I agree the 6,200 figure has come from Polybios whose text for the departure from Sicily has not survived. As I said earlier, Livy's text there reads as one of the Megalopolitan's explanatory notes describing just how Scipio got his numbers of men. I don't see the propaganda. Polybios is extremely lacunose throughout this campaign (Book 14 particularly). What is interesting is that there are rarely any Roman army figures given (for Great Plains as an example). Figures for Carthage there are and one has to wonder at the source(s) used by Polybios. For Zama, there is only the one figure given for Hannibal's front line as you say. This figure includes slingers and javelin throwers to a number not specified but they would, at a bare minimum, be , 1,000 apiece and likely more (elephant-s need support - another thing which goes missing in the description). That would put Hannibal's front line close order infantry at somewhere between 8,000 - 10,000 with a figure to the lower end far more probable. From that one would likely work out the numbers of the Punic second and third lines.

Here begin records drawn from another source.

PR #383, opened 2026-06-17
feat: add adapters for EntraID, Auth0 & Keycloak

nehjoshi:
- Added adapters for MS Entra ID, Auth0 and Keycloak
- Using the client credentials, we first get an access token from the provider. Then, we use the access token to get the status of the user
- Each provider has their own mechanism. See the reference links below
- For now, I'm keeping this in a feature branch in case we decide to deviate significantly. Also, at some point, we will need a migration for adding a "vendor" property to the `OIDCProviderTable`, which will be an IntEnum for each provider we support. 

[Auth0 Client Credentials Flow](https://auth0.com/docs/get-started/authentication-and-authorization-flow/client-credentials-flow)
[Auth0 Management API Reference](https://auth0.com/docs/api/management/v2)
[Entra ID Client Credentials Flow](https://learn.microsoft.com/en-us/entra/identity-platform/v2-oauth2-client-creds-grant-flow)
[MS Graph API](https://learn.microsoft.com/en-us/graph/identity-network-access-overview)
[Keycloak Docs](https://www.keycloak.org/docs/latest/)


maas-lander:
- [ ] Direct message
- [ ] ~maas

src/maasservicelayer/auth/oidc_adapters.py
```diff
@@ -0,0 +1,131 @@
...
+
+
+class BaseProviderAdapter(ABC):
+    """Queries a provider's user-management API using the client credentials
+    (machine-to-machine) flow, to verify whether a user is still valid.
+    """
+
+    def __init__(self, provider: OAuthProvider, http_client: AsyncClient):
+        self.provider = provider
+        self._http = http_client
```
nehjoshi, line 35: We will reuse the `httpx_client` created in the service layer

alemar99:
@nehjoshi I think we can close this since we have https://github.com/canonical/maas/pull/425 ?

nehjoshi:
Yep, this is an old one

PR #384, opened 2026-06-17
fix: sudo-rs doesn't support "-E" flag

alemar99:
Replace the occurrences with explicit `--preserve-env=<var>` where those vars were known.

(cherry picked from commit 203f8c724db355639f2cc47141b2623453b14a35)


maas-lander:
- [x] Direct message
- [ ] ~maas

AloizioMacedo:
sudo-rs was not being used in noble and before, right? So why is the backport necessary?

alemar99:
> sudo-rs was not being used in noble and before, right? So why is the backport necessary?

It is also used in commissioning scripts which might be executed by machines running resolute

PR #778, opened 2023-06-22
WFNEWS-993 : Mobile build automation

sukhpalp:
- Created GitHub Action Workflows
- Changed some Angular configuration to allow for dev builds
- Removed Capacitor plugin that is not required now that the latest is released
- Removed the platform folders, updated the package names and reran the `capacitor add` command
- Ran the projects on the build mac and adjusted settings in their native IDEs to update the platform folders


dhlevi (approved):
Looks good, but there's a lot of changes here. Wouldn't mind @vivid-cpreston taking a look at some of the workflow changes at least for a verification

dhlevi:
@vivid-cpreston Can you please review this PR?

.github/workflows/ios.yml
```diff
@@ -0,0 +1,163 @@
...
+        description: 'Upload to App Store'
+        type: boolean
+        required: true
+  workflow_dispatch:
+    inputs:
+      build_environment:
+        description: 'Build Environment'
+        type: choice
+        options:
+          - development
```
vivid-cpreston, line 21: Are all the non-prod environments being treated as equivalent?

vivid-cpreston (commented):
Although I'm not familiar with everything being run here, it looks good from what I can tell - only question I have is to double-check how it handles differing build environments,

PR #786, opened 2023-06-27
WFNEWS-1197 : Adjust styling to match mockups

sukhpalp:


dhlevi (approved):
Some of the padding and margin changes are pretty big, might have to verify we don't inadvertently adjust the desktop mode in a few spots as well

dhlevi:
@sukhpalp  Looks like there's a merge conflict with a previous change to look at, otherwise changes look OK, but I will want to verify desktop is unaffected by some of the margin adjustments

PR #791, opened 2023-06-29
WFNEWS-1158 Use BufferedReader to convert s3Object bytesResponse and avoid 500 error on image download

ssylver93:


dhlevi:
If we're going to put the response into a string, it would be better to use the byte array

dhlevi (approved):

PR #800, opened 2023-07-04
WFNEWS-1089

dhlevi:
Adding Lambda code, Lambda Layer from WFONE
Adding terraform scripts for setting up Lambda, SQS, S3


dhlevi:
Still some TODO here.
- Add environment vars
- Configure secrets stuff (if we still need it?)
- Role configuration

terraform/sqs.tf
```diff
@@ -0,0 +1,361 @@
+resource "aws_sqs_queue" "deadletter" {
```
vivid-cpreston, line 1: This resource can be removed, is no longer needed in current version

terraform/sqs.tf
```diff
@@ -0,0 +1,361 @@
...
+  name = "wfnews-notification-api-deadletter-queue-${var.target_env}"
+
+  tags = {
+    Application = "wfnews"
+    Customer    = "BCWS"
+    Environment = var.target_env
+  }
+}
+
+resource "aws_sqs_queue" "queue" {
```
vivid-cpreston, line 11: This resource can be removed, is no longer needed in current version

terraform/variables.tf
```diff
@@ -569,4 +569,80 @@ variable "agolBansAndProhibitions" {
...
+  type    = string
+  default = ""
+}
+
+variable "EvacuationMonitorKey" {
+  type    = string
+  default = ""
+}
+
+variable "TwitterMonitorKey" {
```
vivid-cpreston, line 640: No longer needed in current version

vivid-cpreston (commented):
Terraform components look good, just a couple elements that can be cleaned-up/removed as they are no longer needed in current version

dhlevi:
Thanks @vivid-cpreston I'll remove the deprecated components and resubmit

PR #809, opened 2023-07-06
WFNEWS-1081 notification-monitors-api merge

ssylver93:


dhlevi:
Duplicated by https://github.com/bcgov/nr-bcws-wfnews/pull/800

The other PR includes the monitor lambdas as well as the updated terraform scripting, so I think we can keep that one

PR #813, opened 2023-07-06
WFNEWS-1079 wfone-notifications-push-api merge

ssylver93:


server/wfone-notification-push-api/wfone-notification-push-api-rest-endpoints/src/main/resources/firebase-config.json
```diff
@@ -0,0 +1,12 @@
+{
```
dhlevi, line 1: We can remove the client ID and URL info and move that to configurations/secrets, that would be ideal. Rather not have these checked in

dhlevi (changes requested):

server/wfone-notification-push-api/wfone-notification-push-api-rest-endpoints/src/main/resources/firebase-config.json
ssylver93: Thanks I've done so now

PR #852, opened 2023-07-13
notifications-db terraform

yzlucas:


terraform/ecs.tf
vivid-cpreston, line 1: Also needs a service resource to tell it to actually run the task

.github/workflows/terragrunt-deploy.yml
```diff
@@ -254,6 +254,7 @@ jobs:
           GITHUB_RELEASE_NAME: ${{ github.event.release.name }}
           INSTANCE_COUNT: ${{vars.INSTANCE_COUNT}}
           LIQUIBASE_IMAGE: ${{vars.REGISTRY}}/${{ github.repository_owner }}/${{ vars.LIQUIBASE_IMAGE }}:${{ inputs.IMAGE_TAG }}
+          NOTIFICATIONS_LIQUIBASE_IMAGE: ${{inputs.registry}}/${{ github.repository_owner }}/${{ var.NOTIFICATIONS_LIQUIBASE_IMAGE }}:${{ inputs.IMAGE_TAG }}
```
vivid-cpreston, line 257: I don't believe the image you're using here is being created yet - is someone else adding it in a different PR, or do we need to add the github action to do so?

vivid-cpreston (changes requested):

PR #854, opened 2023-07-14
Wfnews 1074 update notifications-db terraform

yzlucas:


yzlucas:
we may need "NOTIFICATIONS_LIQUIBASE_IMAGE " variable in the github action. 
However I am not sure if it would be the same as  "LIQUIBASE_IMAGE"? do you think it is necessary? @vivid-cpreston

terraform/ecs.tf
```diff
@@ -1357,4 +1357,146 @@ resource "aws_ecs_service" "apisix_gui" {
...
+      memory      = var.server_memory
+      networkMode = "awsvpc"
+      portMappings = [
+        {
+          protocol      = "tcp"
+          containerPort = var.db_port
+          hostPort      = var.db_port
+        }
+      ]
+      environment = [
```
vivid-cpreston, line 1407: Need to include a value for CHANGELOG_FOLDER here. Also need to update wfnews_liquibase resource to include a value for CHANGELOG_FOLDER

vivid-cpreston (changes requested):

terraform/ecs.tf
```diff
@@ -1357,4 +1361,152 @@ resource "aws_ecs_service" "apisix_gui" {
...
+      volumesFrom = []
+    }
+  ])
+}
+
+resource "aws_ecs_service" "notifications_liquibase" {
+  count                             = 1
+  name                              = "notifications-liquibase-service-${var.target_env}"
+  cluster                           = aws_ecs_cluster.wfnews_main.id
+  task_definition                   = aws_ecs_task_definition.wfnews_tasks[wfnews_liquibase].arn
```
vivid-cpreston, line 1481: This should be aws_ecs_task_definition.notifications_liquibase.arn - wfnews_tasks[wfnews_liquibase].arn would be for if the task properties had been added to the tasks map near the top of this file

terraform/ecs.tf
```diff
@@ -1357,4 +1361,152 @@ resource "aws_ecs_service" "apisix_gui" {
...
+      portMappings = [
+        {
+          protocol      = "tcp"
+          containerPort = var.db_port
+          hostPort      = var.db_port
+        }
+      ]
+      environment = [
+        {
+        {
```
vivid-cpreston, line 1413: syntax errror here - you have an extra layer of {}

terraform/variables.tf
```diff
@@ -351,12 +357,24 @@ variable "liquibase_container_name" {
...
+  type        = string
+}
+
 variable "liquibase_image" {
   description = "Full name of liquibase image"
   type        = string
   default     = ""
 }
 
+variable "notificatinos_liquibase_image" {
```
vivid-cpreston, line 372: I don't think this is needed any more

terraform/ecs.tf
```diff
@@ -1357,4 +1361,152 @@ resource "aws_ecs_service" "apisix_gui" {
 
   tags = local.common_tags
 }
+
+resource "aws_ecs_task_definition" "notifications_liquibase" {
```
vivid-cpreston, line 1365: This is currently in the commented-out section - is this intended?

vivid-cpreston (changes requested):
A few more changes I noticed

vivid-cpreston (approved):

PR #858, opened 2023-07-17
WFNEWS-1178 : Update content-disposition for lightgallery downloads

sukhpalp:


dhlevi (approved):
Should do the trick. An alternative could be something like

```
String fileName = result.getFileName()  +
                             (thumbnail.booleanValue() ? "-thumb" : "") +
                              result.getMimeType() != null ? ("." + result.getMimeType()) : "";
```
Using the mime in place of the file name (in case the filename is wrong)

PR #859, opened 2023-07-17
Lambda zip fix

vivid-cpreston:


dhlevi (approved):

dhlevi:
@vivid-cpreston Looks good, assuming this works we can clean up the bucket stuff that was done as a workaround

PR #869, opened 2023-07-18
Terraform cleanup

vivid-cpreston:


terraform/lambda.tf
```diff
@@ -5,25 +5,25 @@
 # }
 
 
-resource "aws_lambda_layer_version" "wfnews_lambda_layer" {
+data "aws_lambda_layer_version" "wfnews_lambda_layer" {
```
dhlevi, line 8: I tried data before and it choked until I added resources, hopefully not the case with the revisions!

dhlevi (approved):

PR #882, opened 2023-07-19
WFNEWS-1265

dhlevi:
Styling for RoF Pages


client/wfnews-war/src/main/angular/src/app/app.component.scss
```diff
@@ -240,6 +240,15 @@
     display: flex !important;
     margin-left: auto;
   }
+  ::ng-deep .wfnews-application {
+    overflow: hidden;
+    position: absolute;
+    top: 0;
```
yzlucas, line 246: we can always just use "inset: 0;" for all four position proerties.

yzlucas (approved):

PR #1145, opened 2023-10-04
ROF Review Step: draw the lines and draw the arrow and lines between …

yzlucas:
…fire location and current location


client/wfnews-war/src/main/angular/src/app/components/report-of-fire/review-page/rof-review-page.component.ts
```diff
@@ -200,6 +203,28 @@ export class RoFReviewPage extends RoFPage implements AfterViewInit{
           iconAnchor: [ 14, 14 ]
       } )
     }).addTo(this.map)
+
+    // draw the arrow and lines between fire location and current location
+    let latlngs = Array();
```
dhlevi, line 208: For the code in this block, there should be some defensive checks for nulls. Specifically on the reportOfFire and fireLocation stuff which will throw errors if there are undefined or null parts.

dhlevi (approved):

client/wfnews-war/src/main/angular/src/app/components/report-of-fire/review-page/rof-review-page.component.ts
yzlucas: thanks. Updated

PR #1147, opened 2023-10-04
rof-call-page

yzlucas:


dhlevi:
Is this [WFNEWS-1516](https://apps.nrs.gov.bc.ca/int/jira/browse/WFNEWS-1516)? There is no description

client/wfnews-war/src/main/angular/src/app/components/report-of-fire/title-page/rof-title-page.component.ts
```diff
@@ -37,6 +39,7 @@ export class RoFTitlePage extends RoFPage {
 
   openCallPage () {
     // not yet implemented
```
dhlevi, line 41: Does this comment make sense still? Looks like it is implemented?

client/wfnews-war/src/main/angular/src/assets/data/appConfig.json
```diff
@@ -67,6 +67,7 @@
         "AGOLactiveFirest": "https://services6.arcgis.com/ubm4tcTYICKBpist/ArcGIS/rest/services/BCWS_ActiveFires_PublicView/FeatureServer/0/",
         "evacDefaultUrl": "https://www.emergencyinfobc.gov.bc.ca/current-wildfire-information-2023",
         "contactInformation": {
+            "rofPhoneNumber": "1 800 663-5555",
```
dhlevi, line 70: How is this different then the number directly below it? Aside from the obvious, why do we have this in there twice? Might make more sense to split the phone number and cell * number

yzlucas: I believe the below one is for display in "Contact-Us" dialog desktop view only.

dhlevi: Yeah, just wondering if they should be showing the same thing

dhlevi (approved):

PR #1148, opened 2023-10-04
WFNEWS-1329 background runner & handle offline RoF submission

ssylver93:
Refactored to use capawesome API for the background runner as the new capacitor background runner plugin does not seem to support Ionic Storage yet (only CapacitorKV). Moved the common submission functions for offline checking and offline submission the common utility service and report of fire services. Fixed the ionViewDidEnter function pinging the server multiple times per second.


dhlevi:
@ssylver93  Is this a replacement for the other PR?

dhlevi (approved):

ssylver93:
> @ssylver93 Is this a replacement for the other PR?

@dhlevi yes it is, I've closed that PR now

PR #1156, opened 2023-10-06
WFNEWS-1329 offline submission updates

ssylver93:
Parse formData to JSON to be correctly stored in ionic storage, return Promise<boolean> correctly for offline/online check, prevent images being sent as undefined


client/wfnews-war/src/main/angular/src/app/services/report-of-fire-service.ts
```diff
@@ -117,30 +124,39 @@ export class ReportOfFireService {
...
-      });
+      })
     
-        if (response.ok) {
-          // The server successfully processed the report
-          return { success: true, message: 'Report submitted successfully' };
-        } else {
+      if (response.ok) {
+           // The server successfully processed the report
+         return { success: true, message: 'Report submitted successfully' };
```
dhlevi, line 142: Probably should remove the data from local storage after success?

dhlevi (approved):

client/wfnews-war/src/main/angular/src/app/services/report-of-fire-service.ts
ssylver93: Thanks, done

PR #1220, opened 2023-10-18
WFNEWS-1324 : Add location icon

sukhpalp:
- Fix some styling
- Add icons
- Implement background/resume check for mobile devices that have to go into settings screen


client/wfnews-war/src/main/angular/src/app/components/active-wildfire-map/active-wildfire-map.component.scss
```diff
@@ -437,7 +437,7 @@ mat-panel-title {
     }
 
     .map {
-      height: calc(100% - 128px) !important;
+      height: 90vh !important;
```
dhlevi, line 440: Is this 90vh reliable all the time? If the footer isn't set to 10vh, use a calc from 100 instead

dhlevi (approved):

yzlucas (approved):

PR #1244, opened 2023-10-23
WFNEWS-1324 fixes

sukhpalp:
- Fix map layers
- Fix snack bar visibility on mobile
- Fix location button visibility and behavior


yzlucas (approved):

client/wfnews-war/src/main/angular/src/app/components/active-wildfire-map/active-wildfire-map.component.html
```diff
@@ -1,5 +1,5 @@
 <div class="container">
-    <!-- 
+    <!--
```
dhlevi, line 2: We can remove commented out stuff if its not needed

client/wfnews-war/src/main/angular/src/app/components/active-wildfire-map/active-wildfire-map.component.html
```diff
@@ -132,11 +132,11 @@ <h2 class="wildfire-count">
             <panel-local-authority *ngIf="selectedPanel === 'local-authorities'"></panel-local-authority>
         </div>
         <div class="map">
-    <!-- 
+    <!--
```
dhlevi, line 135: We can remove commented out stuff if its not needed

dhlevi (approved):

PR #1247, opened 2023-10-24
old identify panel should not display in mobile anymore

yzlucas:


yzlucas:
@sukhpalp  Please ignore and close this PR if you already fixed in in your branch. Looks like this change has been reverted in past few days.

PR #1254, opened 2023-10-25
WFNEWS-1043 Full Details - Area Restrictions WIP

ssylver93:


yzlucas (approved):
looks great! some minor thing to notice. 
A merge conlifct about adding duplicate svg files.

client/wfnews-war/src/main/angular/src/app/components/full-details/area-restrictions-full-details/area-restrictions-full-details.component.ts
```diff
@@ -0,0 +1,145 @@
...
+          name = name.replace("Area Restriction", "").trim();
+          this.name = name + " Restricted Area"
+          this.fireCentre = response.features[0].attributes.FIRE_CENTRE_NAME + " Fire Centre";
+          this.issuedDate = convertToDateYear(response.features[0].attributes.ACCESS_STATUS_EFFECTIVE_DATE);
+      }
+   })
+ }
+
+ populateIncident() {
+  // Using these values as a stub until preview page is complete to pass the incident number from.
```
yzlucas, line 125: Based on our conversation, looks like we need to run a spatial query with area restrictions polygon to check overlap incidents. And once we get that, it can calls populateIncident with incident number if there is a result.

yzlucas (approved):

On the sources, I'm minded of the tradition for Magnesia. If we are to believe the numbers, the Roman consular army was well outnumbered by the usual massive, polyglot army of a Great King full of largely useless Asians. Going by the received tradition, this consular army was near on the way to defeat until saved by Eumenes of Pergamon and his cavalry. Antiochos had chosen his ground and that ground suited, one would think, his numbers and deployment. Again we lack Polybios and rely on later sources. To me, Antiochos did not field an army of 70,000 - paticularly after the losses of the campaign to date. The tradition which has come down to us via Polybios is, to my view, strongly influenced by Rome's amicus, the Attalids. Eumenes had wanted this war and had done so for some time. The Attalid monarchy, having brought Rome to settle its war, would ensure its place in the history books. That would show just important Pergamon was and just how huge an army she, along with their friends, Rome, had overcome. The question is just what are Polybios' sources for Carthage's numbers in the absence of Roman?
 
Jan 2018
20
England
I agree the 6,200 figure has come from Polybios whose text for the departure from Sicily has not survived. As I said earlier, Livy's text there reads as one of the Megalopolitan's explanatory notes describing just how Scipio got his numbers of men. I don't see the propaganda. Polybios is extremely lacunose throughout this campaign (Book 14 particularly). What is interesting is that there are rarely any Roman army figures given (for Great Plains as an example). Figures for Carthage there are and one has to wonder at the source(s) used by Polybios. For Zama, there is only the one figure given for Hannibal's front line as you say. This figure includes slingers and javelin throwers to a number not specified but they would, at a bare minimum, be , 1,000 apiece and likely more (elephant-s need support - another thing which goes missing in the description). That would put Hannibal's front line close order infantry at somewhere between 8,000 - 10,000 with a figure to the lower end far more probable. From that one would likely work out the numbers of the Punic second and third lines.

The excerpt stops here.